Из-за лестничного поворота показались разом три женщины.

При том, что одна из них была рыхлая блондинка, другая — худая высокая брюнетка, а третья — небольшого роста и огненно-рыжая, в них было что-то общее. Во-первых, они были раскрашены, как индейские вожди перед битвой. Во-вторых, они были злы, как те же самые индейские вожди после битвы.

Это были приятельницы Хруща Антонина, Кристина и Танька Мерлуза.

В обычное время они друг друга горячо и страстно ненавидели, но сейчас нашли общий язык. Как говорят в детском саду, все три грации подружились против вероломного Валентина.

— Ты, хрущ моржовый! — завопила Антонина, едва увидев своего прекрасного принца. — Ты как посмел про нас такой слух гадостный распустить?

— Как посмел? — подхватили остальные красотки.

— Вы чё, бабы, обалдели совсем? — удивился Хрущ.

— Это кто у нас заразный? — заорала Антонина. — Я ему звоню по-хорошему, он говорит — вирус у него! Знаем, какой у тебя вирус, а на других сваливаешь!

— Да в чем дело, девочки? — Хрущ попятился: совместной атаки этих трех прекрасных дам он бы не выдержал. Да что он! Перед ними, несомненно, спасовал бы и Терминатор в исполнении губернатора Калифорнии Шварценеггера. Или губернатор в исполнении Терминатора.

— В чем дело? — переспросила Танька Мерлуза, подбоченившись. — А кто распустил слух, будто мы тебя… будто одна из нас тебя… будто мы… в общем, кто про нас слухи всякие распускает?

— Да я вас всех месяц не видел! — рявкнул Хрущ. — Только сейчас с вахты вернулся. Сама знаешь, мелкий бизнес на Камчатке без присмотра оставлять нельзя!

— Еще и врет, козлина! Все тебя видели! И Крендель тоже!

Хрущ отступил к своей двери, он не любил непонятного.
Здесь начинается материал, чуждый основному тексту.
PR #262, opened 2019-09-23
Nasty bug if derived parameters are used in spike-like-event threshold conditions

neworderofjamie:
Not sure how long this had been lurking but, the better error-checking in #256 made it more visible. Basically, in ``ModelSpec::finalize``, derived parameters were calculated **after** the spike-like-event threshold conditions were generated.

### DIFF
--- a/src/genn/genn/modelSpec.cc
+++ b/src/genn/genn/modelSpec.cc
@@ -148,45 +148,6 @@ void ModelSpec::setPrecision(FloatType floattype /**<  */)
 
 void ModelSpec::finalize()
 {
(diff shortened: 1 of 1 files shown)


neworderofjamie:
I worry our current tests don't actually actively cover derived parameters - these both show suspicious gaps:

https://codecov.io/gh/genn-team/genn/src/master/src/genn/genn/neuronGroup.cc#L195
https://codecov.io/gh/genn-team/genn/src/master/src/genn/genn/synapseGroup.cc#L352

I might merge this, but add an issue to add some feature tests for derived parameters in the various locations in which they can appear.

PR #269, opened 2019-10-04
Accessing queued vars

neworderofjamie:
As discussed, there was no way for users to easily access the contents of queued neuron state variables. This is particularly tricky as, whether state variables are queued or not depends on if there are any outgoing synapse groups with axonal delays and with weight update models which access the variables. 

This P.R. does the following:
1.  Generates ``pullCurrentXXXYYYFromDevice()`` and ``pushCurrentXXXYYYToDevice()`` functions (where, as usual, ``XXX`` is the name of the variable and ``YYY`` is the name of the neuron group)
2. Generates ``currentXXXYYY`` macros (in the style of ``spike_XXX`` macro) for accessing variable contents
3. Adds getter functions ``getCurrentXXXYYY()`` functions to retrieve these at runtime.

While I am going to merge this into the SpineML branch that original led to me realising this omission, I think this needs a little bit more thought and discussion, namely:

- In order to access these variables from the SpineML frontend or anything PyGeNN-based, getter functions are required, but should they always be generated? Although they are useful, they are _further_ increasing the size of runner.cc 
- Is there any point in generating macros at all? They _might_ slightly reduce overheads but I imagine it's insignificant.
- For consistancy/to tidy up a fair amount of recording code should we add gettes for current spikes and spike like events?


neworderofjamie:
> I think os far, so good. Regarding a more general improvement of data access tools:
> 
>     * Should we do the macros? - I can't see much harm in providing them; while not saving massive overhead, the queue pointers could be confusing to people not too familiar with the insides of the code.
> 
I definitely agree we need **something** to save people from having to deal with spike queues themselves but my point was more do we need macros **and** getter functions.
>     * Should we do getters for the spike queues? - Probably a good idea for consistency.
> 
I will add this
>     * you seem to be worried about the size of runner.cc and resulting object code: Has this been and issue or is becoming one? If so, one could add a preference to switch getter generation off?
> 
I am in general getting slightly worried about generated code size and compilation time but, as CPU only compilation is pretty speedy, I would imagine long compile times are more to do with CUDA kernel compilation.
>     * different question: do we have a slight syntax inconsistency with the spike_YYY macros versus currentXXXYYY (underscore vs not)? I remember when we did those macros for the first time, we started doing underscores for more user facing things versus the camelback names "inside"; but this was probably not well thought out because there is a continuum of use cases and one consistent naming scheme would probably make more sense.
Haha, I had no idea that that was the source of the inconsistency - by the time I got to it - that was definitely not clear :smile: I think more or less everything is now ``lowerCamelCase`` (aside from those macros). Personally I like ``SCARY_ALL_CAPS`` to make it clear that you're using macros and thus have to be careful but having the macros for accessing current variable state use this would then be _very_ inconsistent...

tnowotny:
* Should we do the macros? - I can't see much harm in providing them; while not saving massive overhead, the queue pointers could be confusing to people not too familiar with the insides of the code.
I definitely agree we need something to save people from having to deal with spike queues themselves, but my point was more do we need macros and getter functions.

oh, I see, I completely misunderstood. "getters only" perfectly fine by me (overhead indeed likely to be completely negligible). Only would have to phase out any existing macros slowly in case people have used them in the past ...

About naming inconsistency: If we get rid of the macros eventually, then that problem solves itself ... (i.e. everything lowerCamelCase ...)

neworderofjamie:
What do you think @tnowotny? I implemented those changes.

PR #272, opened 2019-10-10
Expose select cuda device

chanokin:
+ Merged master into branch


pygenn/genn_model.py
```diff
@@ -125,6 +128,17 @@ def __init__(self, precision=None, model_name="GeNNModel",
         self.current_sources = {}
         self.dT = 0.1
 
+    @property
+    def selected_gpu(self):
+        return self._selected_gpu
+
+    @selected_gpu.setter
+    def selected_gpu(self, v):
```
neworderofjamie: I don't think the behaviour of this setter makes sense - imo if you set selected GPU and the backend isn't CUDA it should fail rather than mess with your backend choice

chanokin: True, we should respect their choice.

PR #273, opened 2019-10-15
Device types

neworderofjamie:
Starting to put the pieces together to allow GeNN to take advantage of devices that support double throughput half-precision (Jetsons, newer Teslas and _seemingly_ all Turings). GeNN 4 is somewhat stricter in seperating what is host code i.e. compilable with a normal C++ compiler vs what is device code i.e. compilable with whatever the backend desires (NVCC in the case of the CUDA backend). This P.R. formalizes this distinction for types so e.g. ``curandState`` and ``half`` can only be used on device and thus cannot be referenced from (platfom-agnostic) host code.


neworderofjamie:
Also, out of interest, I re-ran the 'accuracy' analysis from the frontiers paper on a 16-bit version of the microcircuit:
Figure_1
if you zoom in some 'detail' is different but otherwise it would appear that the dynamics are maintained (perhaps unsurprising as half-precision floating point obviously has better dynamic range than 16-bit fixed point as used on SpiNNaker)

PR #274, opened 2019-10-15
Option to use 'narrower' types for sparse matrix indices

neworderofjamie:
With sparse, static synapses, the postsynaptic indices take up as much memory as the actual weights. However, if the postsynaptic population has less than 65535 neurons (common case), the postsynaptic indices can be stored in ``uint16_t`` halving memory. This P.R. implements this as an optional feature as it is likely to break any existing code that accesses the sparse structure on the host (generic solution for any such code in future is to use templates). Combining this feature with #273 means that the full sized microcircuit takes 1756 MB rather than 3146 MB.


include/genn/genn/modelSpec.h
```diff
@@ -545,6 +550,9 @@ class GENN_EXPORT ModelSpec
     //! What is the default location for sparse synaptic connectivity? Historically, everything was allocated on both the host AND device
     VarLocation m_DefaultSparseConnectivityLocation; 
 
+    //! The default for whether narrow i.e. less than 32-bit types are used for sparse matrix indices
+    bool m_DefaultNarrowSparseIndEnabled;
```
tnowotny: is this set to false by default somewhere?

src/genn/genn/modelSpec.cc
```diff
@@ -37,7 +37,8 @@
 ModelSpec::ModelSpec()
 :   m_TimePrecision(TimePrecision::DEFAULT), m_DT(0.5), m_TimingEnabled(false), m_Seed(0),
     m_DefaultVarLocation(VarLocation::HOST_DEVICE), m_DefaultExtraGlobalParamLocation(VarLocation::HOST_DEVICE),
-    m_DefaultSparseConnectivityLocation(VarLocation::HOST_DEVICE), m_ShouldMergePostsynapticModels(false)
+    m_DefaultSparseConnectivityLocation(VarLocation::HOST_DEVICE), m_DefaultNarrowSparseIndEnabled(false),
```
neworderofjamie: You worried me for a minute, but here!

tnowotny: Ah, I see - didn't catch it first time round.

Issue #277, opened 2019-11-04
Support for using 2D grids for large kernels broken


neworderofjamie:
When grids that were larger than the maximum size of a single grid dimension were created, GeNN 2 and 3 would create a 2D grid. This ability has been lost!

PR #278, opened 2019-11-04
Increase maximum supported grid size

neworderofjamie:
Due to #277, GeNN 4 only supports generating 1D grids but, as on devices with CC > 3.0, the maximum x dimensions can be 4294967295 this is unlikely to be problematic. However, for some reason, we were checking against the y-dimension instead of the x-dimension. This was the behaviour in GeNN < 4 as well but I don't know why - any memories @tnowotny? Are squarer grids better for some reason?


tnowotny:
Back then we did it to avoid the rather restrictive size limit on 1D grids. But I cannot recollect any reason why to check for the maximum y-dimension (truth be told, I think back then they always were the same).

neworderofjamie:
Ok cool - glad there wasn't some hidden insight here! In that case this makes for a good stop-gap solution until #277 gets fixed

PR #280, opened 2019-11-06
Bitmask connectivity optimizations

neworderofjamie:
This is the very indirect result of my attempts to implement the fabled vectorized half-precision mode...and finding out it performed exactly the same as non-vectorized (even on the Jetson) :cry: I'm still trying to fully understand the profiling results, but it would seem that this is because these kernels end up being constrained by the latency of the atomicAdd instructions - information about their implementation is hard to come by but, they are implemented within the L2 cache so _are_ fire-and-forget but _presumably_ with some sort of queuing occuring in the cache. ANYWAY, my thinking was then, what kind of synapse kernels can we optimise that don't need atomics so I thought about the good 'ole bitmask connectivity and did some profiling - basically if you have a beast of a GPU like a Titan V with loads of threads and fast memory the current implementation works really well (twice as fast as ``SPARSE_GLOBALG`` for large networks on the Titan V). However, it performs very badly on small GPUs (half as fast as ``SPARSE_GLOBALG`` on Jetson TX1). 

In this PR I add a new presynaptic update strategy to the CUDA backend (and function to the CPU backend where this approach gives an even more impressive 5x speedup) which uses postsynaptic parallelism, but with each thread responsible for processing a whole word of connectivity. Within this word, we use a count-leading-zeros intrininsic to loop efficiently through the synapses that actually exist. Each thread has 32 scalars of shared memory into which it accumulates the results in (with a block size of 32 and single-precision this is only 1kB per block which is not **that** much on a modern SM).

Doing some benchmarking with a scalable version of the Vogels Abbott benchmark model (https://github.com/neworderofjamie/genn_examples/blob/master/va_benchmark/model.cc), this gives a pretty decent 2-3x speedup  over the current BITMASK implementation on small GPUs but, on the Titan V, it's significantly slower - probably because you would need 160000 postsynaptic neurons to even occupy all 5000 of its CUDA cores let alone hide any latency.

GTX 1050ti (low-end Pascal)
Jetson TX1

Because this approach requires that each row of bitmask is padded to a word boundary, it could break existing code so is only enabled when ``GENN_PREFERENCES.enableBitmaskOptimisations`` is set.

Finally, I thought this would be a good PR for @jamesturner246 to look at as, adding the ``PostSpanBitmask`` presynaptic update strategy requires similar changes to what will be required to add support for the backend-side of convolutional connectivity.


neworderofjamie:
@tnowotny and @jamesturner246 - any chance of that review?

neworderofjamie:
Yeah, the surrounding minor refactoring obscures the core of it somewhat.As I said, it's off by default anyway...

jamesturner246:
Hi Jamie. The same story here, really... I am still catching up with all the changes made since I last used it. I will drop by today for a more low-level discussion, if that's OK with you.

PR #419, opened 2021-05-10
Fixed very nasty bug in column-wise init

neworderofjamie:
The "connect_init" test was only testing with 'square' matrices so this wasn't being detected...


tnowotny (approved):
Seems like a straightforward fix.

PR #420, opened 2021-05-11
Speed up block size optimization

### LINKED ISSUE #259: Block size optimisation is slow
Both the inner and outer loops here https://github.com/genn-team/genn/blob/master/src/genn/backends/cuda/optimiser.cc#L177-L245 could be parallelised easily (personally I would use ``std::async``) - only slightly tricky thing is that ``kernelsToOptimise`` would either need to be changed to a more thread-safe data structure or accessed with a lock.

neworderofjamie:
As the first step in speeding up code generation, I made the block size optimisation multi-threaded. This seems to half build time on the machines I've tried it on which is definitely noticeable. I tried to parallelise the outer loop (over the block sizes) as well but, this got messier than the speedup I achieved justified because:
- It required the code for the different block sizes to be generated into separate directories and these to then be cleaned up.
- On Windows, parallel invocations of nvcc operating on files with the same name (seemingly the path isn't taken into account), clash so you would need to use the --keep-dir option to give each block size it's own temporary directory and clean _that_ up as well.

Fixes #259


tnowotny (approved):
Looks fairly straightforward but need to trust you that it works as expected.

PR #422, opened 2021-05-25
Fixes spike recorder

### LINKED ISSUE #421: MBody1 example project broken
Something went wrong with changes in SpikeRecorder so that the MBody1 example doesn't compile any more.
I suspect @neworderofjamie will know immediately what happened. But if not, let me know if you want me to dig into it. The call doesn't match any of the overloaded constructors:
```
MBody1Sim.cc:134:110: error: no matching function for call to ‘SpikeRecorder<>::SpikeRecorder(unsigned int* (*)(unsigned int), unsigned int& (*)(unsigned int), std::__cxx11::basic_string<char>)’
```

neworderofjamie:
In #392, the prototype of the ``getXXXCurrentSpikes`` and ``getXXXCurrentSpikeCount`` functions gained a ``batch`` parameter. The idea was that this wouldn't affect 'normal' users as it defaulted to zero but it did break the ``SpikeRecorder`` helper class which take function pointers to these functions.

Fixes #421

### DIFF
--- a/userproject/include/spikeRecorder.h
+++ b/userproject/include/spikeRecorder.h
@@ -150,14 +150,21 @@ template<typename Writer = SpikeWriterText>
 class SpikeRecorder : public Writer
 {
 public:
-    typedef unsigned int& (*GetCurrentSpikeCountFunc)();
-    typedef unsigned int* (*GetCurrentSpikesFunc)();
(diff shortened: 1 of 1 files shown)


tnowotny (approved):
yep that explains it & fixes that.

В довершение всего на лестничной площадке появилась аккуратная старушка с завитыми кудельками, на руках она держала такую же кудрявую болонку. Болонка, вместо того чтобы при виде бультерьера завизжать и броситься наутек, залаяла оскорбительно и даже зарычала, стремясь вырваться и врезать этому Лютику как следует. Бультерьер, видя такое поведение, попятился, он тоже не любил непонятного. Болонка тряслась от злости и щелкала зубами.

Хрущ воспользовался секундным замешательством и юркнул в свою квартиру.

Испуганный бультерьер едва успел проскочить следом и очень порадовался тому, что ему своевременно купировали хвост.